What is expected » Word for word, transcribe the data below from the line with "[aat] Slim the per-transition entry() parse" to the line with "is the per-transition", keeping both of those lines.

Source records »

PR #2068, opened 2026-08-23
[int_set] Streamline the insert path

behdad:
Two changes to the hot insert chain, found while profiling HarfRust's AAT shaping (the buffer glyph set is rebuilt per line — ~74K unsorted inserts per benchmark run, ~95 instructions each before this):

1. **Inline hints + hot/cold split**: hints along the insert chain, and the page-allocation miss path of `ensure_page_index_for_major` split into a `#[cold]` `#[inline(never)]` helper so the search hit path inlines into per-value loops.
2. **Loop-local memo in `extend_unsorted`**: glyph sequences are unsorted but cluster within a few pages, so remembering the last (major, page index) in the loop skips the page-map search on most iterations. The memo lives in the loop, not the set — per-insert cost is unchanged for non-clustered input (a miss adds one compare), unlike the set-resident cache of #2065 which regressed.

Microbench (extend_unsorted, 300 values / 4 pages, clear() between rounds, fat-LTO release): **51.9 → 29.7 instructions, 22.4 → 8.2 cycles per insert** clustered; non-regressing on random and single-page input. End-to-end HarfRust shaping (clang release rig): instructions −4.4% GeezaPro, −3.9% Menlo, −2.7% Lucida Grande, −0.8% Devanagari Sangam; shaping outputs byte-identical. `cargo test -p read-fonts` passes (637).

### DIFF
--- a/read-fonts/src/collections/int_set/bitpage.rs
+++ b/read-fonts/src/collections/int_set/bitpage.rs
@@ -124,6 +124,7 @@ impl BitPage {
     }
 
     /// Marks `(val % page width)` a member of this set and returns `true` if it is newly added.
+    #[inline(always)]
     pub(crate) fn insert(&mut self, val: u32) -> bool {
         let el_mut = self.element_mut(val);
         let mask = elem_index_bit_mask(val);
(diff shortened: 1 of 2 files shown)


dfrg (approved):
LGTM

--

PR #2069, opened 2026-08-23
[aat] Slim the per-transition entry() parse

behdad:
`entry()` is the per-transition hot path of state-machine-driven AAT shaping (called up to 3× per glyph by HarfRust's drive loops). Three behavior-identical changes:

Answer to the problem »
[aat] Slim the per-transition entry() parse

behdad:
`entry()` is the per-transition hot path of state-machine-driven AAT shaping (called up to 3× per glyph by HarfRust's drive loops). Three behavior-identical changes:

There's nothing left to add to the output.